* Task objective: The answer must consist of every line below that holds the word "pulled".

*** Opening of Data to process ***

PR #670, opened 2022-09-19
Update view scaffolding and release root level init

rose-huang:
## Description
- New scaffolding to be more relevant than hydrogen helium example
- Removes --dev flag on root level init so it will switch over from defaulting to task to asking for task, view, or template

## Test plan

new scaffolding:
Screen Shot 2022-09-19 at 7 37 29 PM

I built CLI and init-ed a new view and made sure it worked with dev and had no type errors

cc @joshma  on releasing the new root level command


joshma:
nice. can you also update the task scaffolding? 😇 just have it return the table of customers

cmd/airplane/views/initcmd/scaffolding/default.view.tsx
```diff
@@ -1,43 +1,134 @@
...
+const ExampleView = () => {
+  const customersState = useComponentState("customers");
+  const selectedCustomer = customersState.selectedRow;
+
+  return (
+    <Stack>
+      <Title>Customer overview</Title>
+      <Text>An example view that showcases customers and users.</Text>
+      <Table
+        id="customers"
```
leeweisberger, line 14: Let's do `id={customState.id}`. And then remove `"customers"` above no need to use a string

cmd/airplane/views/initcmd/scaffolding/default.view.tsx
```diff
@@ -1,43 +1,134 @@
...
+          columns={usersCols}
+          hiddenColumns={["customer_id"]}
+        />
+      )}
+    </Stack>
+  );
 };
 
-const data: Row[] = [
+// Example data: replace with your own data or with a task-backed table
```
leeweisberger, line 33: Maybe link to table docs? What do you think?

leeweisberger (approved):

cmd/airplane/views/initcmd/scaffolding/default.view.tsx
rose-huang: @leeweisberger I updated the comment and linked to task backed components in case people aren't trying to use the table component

*** Close of Data to process ***
*** Opening of Data to process ***

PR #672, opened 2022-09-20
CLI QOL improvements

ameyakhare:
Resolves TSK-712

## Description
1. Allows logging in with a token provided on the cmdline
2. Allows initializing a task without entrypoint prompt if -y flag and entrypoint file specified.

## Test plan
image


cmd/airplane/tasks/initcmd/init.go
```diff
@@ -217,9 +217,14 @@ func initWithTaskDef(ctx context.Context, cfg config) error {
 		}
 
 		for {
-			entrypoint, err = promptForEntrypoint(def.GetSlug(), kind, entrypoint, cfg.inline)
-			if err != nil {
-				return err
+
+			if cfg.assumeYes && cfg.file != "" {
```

*** Close of Data to process ***
*** Opening of Data to process ***

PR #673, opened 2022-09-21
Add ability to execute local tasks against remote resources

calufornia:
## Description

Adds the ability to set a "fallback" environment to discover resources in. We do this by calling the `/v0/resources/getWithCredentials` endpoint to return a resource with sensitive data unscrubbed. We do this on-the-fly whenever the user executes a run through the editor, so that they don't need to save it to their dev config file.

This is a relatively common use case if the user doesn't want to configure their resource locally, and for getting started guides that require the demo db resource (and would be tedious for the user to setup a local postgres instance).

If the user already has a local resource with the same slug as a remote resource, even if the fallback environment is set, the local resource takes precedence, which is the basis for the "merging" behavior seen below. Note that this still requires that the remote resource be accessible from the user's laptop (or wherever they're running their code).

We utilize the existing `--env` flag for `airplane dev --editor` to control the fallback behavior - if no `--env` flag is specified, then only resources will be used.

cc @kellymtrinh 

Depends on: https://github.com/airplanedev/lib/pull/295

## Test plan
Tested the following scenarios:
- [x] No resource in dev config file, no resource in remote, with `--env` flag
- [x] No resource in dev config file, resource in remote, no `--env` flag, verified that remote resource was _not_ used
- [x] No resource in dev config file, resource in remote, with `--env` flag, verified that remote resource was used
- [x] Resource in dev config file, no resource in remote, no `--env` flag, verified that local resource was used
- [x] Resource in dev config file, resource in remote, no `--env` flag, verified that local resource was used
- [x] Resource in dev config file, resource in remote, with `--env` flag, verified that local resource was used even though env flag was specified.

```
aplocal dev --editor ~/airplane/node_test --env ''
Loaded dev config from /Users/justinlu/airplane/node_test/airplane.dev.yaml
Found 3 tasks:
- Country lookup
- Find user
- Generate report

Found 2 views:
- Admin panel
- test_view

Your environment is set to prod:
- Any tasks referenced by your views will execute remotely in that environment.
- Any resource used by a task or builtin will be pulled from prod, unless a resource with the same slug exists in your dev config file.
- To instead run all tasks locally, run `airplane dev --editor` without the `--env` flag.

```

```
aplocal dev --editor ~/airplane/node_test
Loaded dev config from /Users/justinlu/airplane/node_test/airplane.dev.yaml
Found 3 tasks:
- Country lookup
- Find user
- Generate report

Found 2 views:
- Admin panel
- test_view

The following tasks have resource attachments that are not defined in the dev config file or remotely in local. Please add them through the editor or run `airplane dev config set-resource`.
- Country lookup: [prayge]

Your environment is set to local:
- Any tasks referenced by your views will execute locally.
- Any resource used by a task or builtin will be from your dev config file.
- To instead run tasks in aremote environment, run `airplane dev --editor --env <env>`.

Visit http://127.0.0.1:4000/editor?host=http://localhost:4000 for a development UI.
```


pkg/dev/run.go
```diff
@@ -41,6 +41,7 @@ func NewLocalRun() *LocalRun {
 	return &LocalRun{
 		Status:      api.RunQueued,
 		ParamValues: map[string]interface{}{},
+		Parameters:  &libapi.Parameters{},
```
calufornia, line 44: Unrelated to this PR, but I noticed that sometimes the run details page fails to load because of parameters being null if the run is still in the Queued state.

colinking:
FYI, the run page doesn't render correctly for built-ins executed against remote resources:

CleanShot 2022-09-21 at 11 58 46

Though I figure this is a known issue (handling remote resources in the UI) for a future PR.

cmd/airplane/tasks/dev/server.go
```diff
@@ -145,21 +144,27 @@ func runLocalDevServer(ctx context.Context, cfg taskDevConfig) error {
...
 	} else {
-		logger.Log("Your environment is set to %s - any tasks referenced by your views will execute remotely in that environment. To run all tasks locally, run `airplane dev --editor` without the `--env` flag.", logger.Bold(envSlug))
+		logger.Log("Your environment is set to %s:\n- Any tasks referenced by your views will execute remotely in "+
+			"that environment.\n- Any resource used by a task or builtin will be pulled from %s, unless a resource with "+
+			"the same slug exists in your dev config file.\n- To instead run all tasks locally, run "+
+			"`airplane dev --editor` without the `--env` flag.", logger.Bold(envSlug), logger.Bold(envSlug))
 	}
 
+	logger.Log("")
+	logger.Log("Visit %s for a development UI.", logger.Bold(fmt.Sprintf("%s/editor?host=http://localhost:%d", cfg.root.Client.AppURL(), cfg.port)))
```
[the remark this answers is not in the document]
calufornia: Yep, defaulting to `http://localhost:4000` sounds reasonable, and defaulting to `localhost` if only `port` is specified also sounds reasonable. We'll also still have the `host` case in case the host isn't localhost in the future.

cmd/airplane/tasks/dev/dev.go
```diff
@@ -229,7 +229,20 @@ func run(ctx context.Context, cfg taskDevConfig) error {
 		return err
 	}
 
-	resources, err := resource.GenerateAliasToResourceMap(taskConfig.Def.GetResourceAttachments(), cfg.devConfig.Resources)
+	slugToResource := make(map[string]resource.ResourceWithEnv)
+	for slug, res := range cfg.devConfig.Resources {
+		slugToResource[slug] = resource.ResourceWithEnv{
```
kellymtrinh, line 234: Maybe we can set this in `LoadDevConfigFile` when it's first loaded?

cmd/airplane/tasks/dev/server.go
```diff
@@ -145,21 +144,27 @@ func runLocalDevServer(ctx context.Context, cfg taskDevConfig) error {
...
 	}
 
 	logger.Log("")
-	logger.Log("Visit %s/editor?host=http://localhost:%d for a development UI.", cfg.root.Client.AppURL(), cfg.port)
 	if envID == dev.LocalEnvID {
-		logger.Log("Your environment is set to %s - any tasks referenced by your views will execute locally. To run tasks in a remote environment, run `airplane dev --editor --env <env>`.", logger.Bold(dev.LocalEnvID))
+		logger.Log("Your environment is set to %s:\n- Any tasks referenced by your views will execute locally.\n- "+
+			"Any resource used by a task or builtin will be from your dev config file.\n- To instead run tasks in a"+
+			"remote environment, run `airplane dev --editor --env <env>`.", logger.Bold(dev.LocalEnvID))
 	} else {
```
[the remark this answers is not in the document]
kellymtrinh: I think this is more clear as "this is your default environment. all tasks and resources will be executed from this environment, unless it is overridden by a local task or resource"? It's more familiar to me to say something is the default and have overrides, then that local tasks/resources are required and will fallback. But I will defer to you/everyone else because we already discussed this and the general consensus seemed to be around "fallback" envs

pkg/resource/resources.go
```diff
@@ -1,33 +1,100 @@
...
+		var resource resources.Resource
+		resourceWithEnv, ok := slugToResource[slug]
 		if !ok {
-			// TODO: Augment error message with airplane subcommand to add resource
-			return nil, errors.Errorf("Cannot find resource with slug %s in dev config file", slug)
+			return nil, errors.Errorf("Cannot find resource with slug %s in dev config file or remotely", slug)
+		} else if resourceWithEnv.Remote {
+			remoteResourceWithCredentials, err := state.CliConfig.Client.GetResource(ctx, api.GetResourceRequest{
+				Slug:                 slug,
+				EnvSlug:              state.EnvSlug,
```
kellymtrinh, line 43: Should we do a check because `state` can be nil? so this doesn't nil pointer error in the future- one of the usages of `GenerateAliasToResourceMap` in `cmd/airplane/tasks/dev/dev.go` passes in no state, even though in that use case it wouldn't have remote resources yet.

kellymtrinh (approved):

*** Close of Data to process ***

* Solution to the exercise:
- Any resource used by a task or builtin will be pulled from prod, unless a resource with the same slug exists in your dev config file.
+			"that environment.\n- Any resource used by a task or builtin will be pulled from %s, unless a resource with "+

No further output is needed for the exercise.